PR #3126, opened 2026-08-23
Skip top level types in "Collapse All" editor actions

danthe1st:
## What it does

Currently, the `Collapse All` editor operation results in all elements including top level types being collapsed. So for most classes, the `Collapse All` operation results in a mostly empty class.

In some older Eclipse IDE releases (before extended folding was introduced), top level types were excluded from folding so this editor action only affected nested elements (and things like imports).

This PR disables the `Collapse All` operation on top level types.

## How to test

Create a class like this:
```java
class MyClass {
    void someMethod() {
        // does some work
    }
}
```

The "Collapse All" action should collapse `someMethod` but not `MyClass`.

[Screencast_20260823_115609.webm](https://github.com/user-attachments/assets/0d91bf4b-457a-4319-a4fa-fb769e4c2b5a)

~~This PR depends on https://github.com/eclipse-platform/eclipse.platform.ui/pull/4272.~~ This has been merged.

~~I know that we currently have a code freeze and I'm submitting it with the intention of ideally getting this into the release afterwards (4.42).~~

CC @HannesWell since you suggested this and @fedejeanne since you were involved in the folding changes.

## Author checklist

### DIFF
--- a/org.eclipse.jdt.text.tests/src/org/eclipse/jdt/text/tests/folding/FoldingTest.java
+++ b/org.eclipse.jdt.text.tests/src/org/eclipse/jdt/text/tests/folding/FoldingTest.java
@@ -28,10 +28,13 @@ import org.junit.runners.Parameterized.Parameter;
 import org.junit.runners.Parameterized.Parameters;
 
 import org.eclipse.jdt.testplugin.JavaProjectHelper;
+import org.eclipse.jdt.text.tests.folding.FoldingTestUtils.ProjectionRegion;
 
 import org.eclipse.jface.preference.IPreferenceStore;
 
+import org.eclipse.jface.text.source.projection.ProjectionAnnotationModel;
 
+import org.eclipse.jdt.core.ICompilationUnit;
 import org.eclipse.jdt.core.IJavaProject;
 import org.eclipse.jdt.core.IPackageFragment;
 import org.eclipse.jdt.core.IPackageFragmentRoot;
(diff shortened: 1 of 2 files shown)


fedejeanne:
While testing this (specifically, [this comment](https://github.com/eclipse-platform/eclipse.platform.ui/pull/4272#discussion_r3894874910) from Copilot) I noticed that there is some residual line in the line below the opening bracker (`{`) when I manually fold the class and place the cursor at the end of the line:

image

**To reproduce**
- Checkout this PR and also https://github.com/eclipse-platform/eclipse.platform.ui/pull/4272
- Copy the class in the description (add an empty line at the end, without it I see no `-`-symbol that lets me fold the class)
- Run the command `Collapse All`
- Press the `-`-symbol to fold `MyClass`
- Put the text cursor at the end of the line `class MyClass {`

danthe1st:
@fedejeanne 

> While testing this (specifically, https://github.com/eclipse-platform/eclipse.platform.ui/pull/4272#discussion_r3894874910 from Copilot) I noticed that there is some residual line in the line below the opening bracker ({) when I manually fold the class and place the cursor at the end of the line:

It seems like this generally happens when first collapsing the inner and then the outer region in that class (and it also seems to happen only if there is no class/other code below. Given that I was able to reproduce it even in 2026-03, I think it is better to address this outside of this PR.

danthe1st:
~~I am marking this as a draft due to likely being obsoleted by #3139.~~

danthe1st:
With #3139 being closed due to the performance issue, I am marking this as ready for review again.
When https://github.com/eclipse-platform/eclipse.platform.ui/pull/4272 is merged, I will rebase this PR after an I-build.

━━━━━━

■ Problem to work on: When a line in the data holds the word "only", show that line.

■ Output for this task:
In some older Eclipse IDE releases (before extended folding was introduced), top level types were excluded from folding so this editor action only affected nested elements (and things like imports).
It seems like this generally happens when first collapsing the inner and then the outer region in that class (and it also seems to happen only if there is no class/other code below. Given that I was able to reproduce it even in 2026-03, I think it is better to address this outside of this PR.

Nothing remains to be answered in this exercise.